(Beginning of Material supplied)
PR #5787, opened 2026-03-23
5767 - Repository Folders: Backend

sorja:


src/server/db/repository/assessmentCycle/repository/getMany.ts
```diff
@@ -19,18 +18,15 @@ export const getMany = async (props: Props, client: BaseProtocol = DB): Promise<
...
-  }
+  const condition = global ? 'country_iso is null' : 'country_iso = $1'
 
   return client.map<RepositoryItem>(
     `
-      select * from ${schemaCycle}.repository
-      where
-        ${condition} and (props ->> 'hidden')::boolean is not true
-      order by id -- TODO: order by rowIndex
+      select *
```
minotogna: Should we make the hierarchical query ?

sorja: I was thinking of it, but we have so little files it's not really needed - it's really fast in frontend

minotogna: I think with this query , FE has complexity n * m which is to avoid .
Better a hierarchical query here

sorja: Sure

I think I originally tested O(n log n) implementation on FE - which would've been ok for our use case (<1k items/country).

I introduce new endpoint 'getManyTree` which will replace (will delete later, when all features in place) getMany.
(End of Material supplied)
[What the task requires]
Please filter the entries for the word "client" and copy the lines that have it.

[Solved exercise]
@@ -19,18 +18,15 @@ export const getMany = async (props: Props, client: BaseProtocol = DB): Promise<
   return client.map<RepositoryItem>(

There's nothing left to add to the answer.